▸ **Your objective**
Your answer must be an exact copy of the records below.

▸ **Given information**
PR #1038, opened 2025-11-06
Dex Section

idalithb:
@benface couldn't find the markdown for accordions inside pages. I know we have a component for the nav, but I haven't applied it inside pages.


benface (approved):
🙏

▸ **Written response**
PR #1038, opened 2025-11-06
Dex Section

idalithb:
@benface couldn't find the markdown for accordions inside pages. I know we have a component for the nav, but I haven't applied it inside pages.


benface (approved):
🙏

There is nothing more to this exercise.